Then came that fateful day when we entered high school together. At first I was devastated that we did not end up in the same class but with time I had grown accustomed to it. It was Mavey that I worried about. Although we still hang out together during recess and after classes, she seemed to have been out of it lately. She started acting strange and when I ask if I could come over to her house after school, she refused many times with the
" I'm busy " excuse.

Eventually we grew distant and the more time I actually get to spend time with her, the more I thought she was becoming a different person. I know I am overreacting because people change but I always thought that the new her was too different. To say she was turning into a negative person was an understatement. Nonetheless, I never questioned her nor confronted her about it. It was not in my place to do so.

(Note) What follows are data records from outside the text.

PR #3379, opened 2024-05-28
tickets/DM-35106: add requests/limits for RSP/Roundtable/Monitoring-minus-sasquatch apps

athornton:


applications/nublado/values.yaml
```diff
@@ -348,6 +348,16 @@ hub:
   # controls how the database password is managed.
   internalDatabase: true
 
+  # -- Resource limits and requests for the Hub
+  # @default -- See `values.yaml`
```
athornton, line 352: I don't understand what I did wrong here such that I'm getting the actual resources rather than "See `values.yaml`" in the `README.md`.

PR #3392, opened 2024-05-30
DM-44461: Mobu notebook refresh

fajpunk:
* Add a `github-webhook-secret` secret to mobu.
  * This has been added to 1password and sync'd for `idfdev`, but nowhere else yet.
* Add an anonymous ingress for mobu to receive GitHub webhooks


applications/mobu/values-idfdev.yaml
```diff
@@ -1,6 +1,21 @@
...
+        - "exec:notebook"
+      business:
+        type: "NotebookRunner"
+        options:
+          repo_url: "https://github.com/lsst-sqre/dfuchs-test-mobu.git"
+          repo_branch: "main"
+        restart: true
     - name: "recommended"
       count: 1
       users:
```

More time had passed and my suspicion was eating me up. So, I decided that I must know what's going on with her. Last week she skipped school and when I went to her house to check on her, her parents told me she hasn't come home from school yet. What infuriated me the most was when she told me

" it's none of your bizness Ally. "
And with that new way of her speaking to me as if she was the sassy one out of the two of us.

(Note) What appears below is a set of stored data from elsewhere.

PR #3398, opened 2024-05-31
DM-44544: Add ir2 repo to idfdev Butler server

dhirving:
We want to use the ir2 repo to test the "hybrid model" where the Butler's database is at Google but the data is at USDF.

Added a configuration option to Butler to allow it to use two different sets of S3 credentials simultaneously.  Added the ir2 repo to data-dev.

### DIFF
--- a/applications/butler/secrets.yaml
+++ b/applications/butler/secrets.yaml
@@ -18,3 +18,9 @@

On Monday, she played truant again. This is going overboard I thought. The next day after school I followed her. I was surprised she had not noticed my attempt when I hid behind a public phone booth, a tree, and even snatch a random guy off the street and acted like we knew each other, every single time she turned around. Sneaking up behind her was tougher than I thought it would be.

Then, I saw it. Everything's so clear. All of my unanswered questions were finally there. It was getting hard for me to see as my eyes were brimming up with tears the longer I looked. What did I see? I saw Mavey, she was with a bunch of problematic seniors from our school. Smoking, touching, flirting and even... oh no. Drugs! She was on drugs. I hid between the walls of a building not far from where they were. Never in my wildest dreams have I imagined that this day would come.

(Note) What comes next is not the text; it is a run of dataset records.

PR #3409, opened 2024-06-05
tickets/PREOPS-5192: Update phalanx config for schedview-snapshot to use its own vault secret

ehneilsen:
There were a few "policy violation" events that got shown by ArgoCD on usdf-int that commits here address (or attempt to address) as well. See the slack thread [here](https://lsstc.slack.com/archives/C027902HL8H/p1717442595254499).

### DIFF
--- a/applications/schedview-snapshot/templates/deployment.yaml
+++ b/applications/schedview-snapshot/templates/deployment.yaml
@@ -29,7 +29,6 @@ spec:
               drop:
                 - "all"
             readOnlyRootFilesystem: true
-          privileged: false
           securityContext:
             privileged: false
           image: "{{ .Values.image.repository }}:{{ .Values.image.tag | default .Chart.AppVersion }}"
--- a/applications/schedview-snapshot/templates/deployment.yaml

I had not noticed that I was crying until a sob broke out. A loud one at that. All eyes were on me now. I froze not knowing what to do.
" Ally? " Mavey spoke and broke the uncomfortable silence that was beginning to take over. All I could do was stare at her, wide eyed. Disappointment was written all over me. I saw a flash of hurt in her eyes but it was gone in less than a second. All that managed to come out was

" Why " and it came out more like a statement than a question. I knew why. She was depressed, I knew she was but I did not expect her to cope up in this kind of way. Mavey's parents were going through a divorce.

" I'm sorry " she said, but it felt lifeless and emotionless. Silence filled the air when I did not reply.

" Why would you do such a thing like this! " I said, breaking the silence.

" You could have told me you weren't okay... " I continued.

" I'm sorry " she repeated.

This reply had me boiling. I was at my last straw. I went closer to her and shook her shoulders.

" How could you do this to me. To yourself! This is not you Mavey. The Mavey I know would tell me everything and not keep me in the dark like this! " I ranted out to her but to my dismay she stood still and no sound came from her.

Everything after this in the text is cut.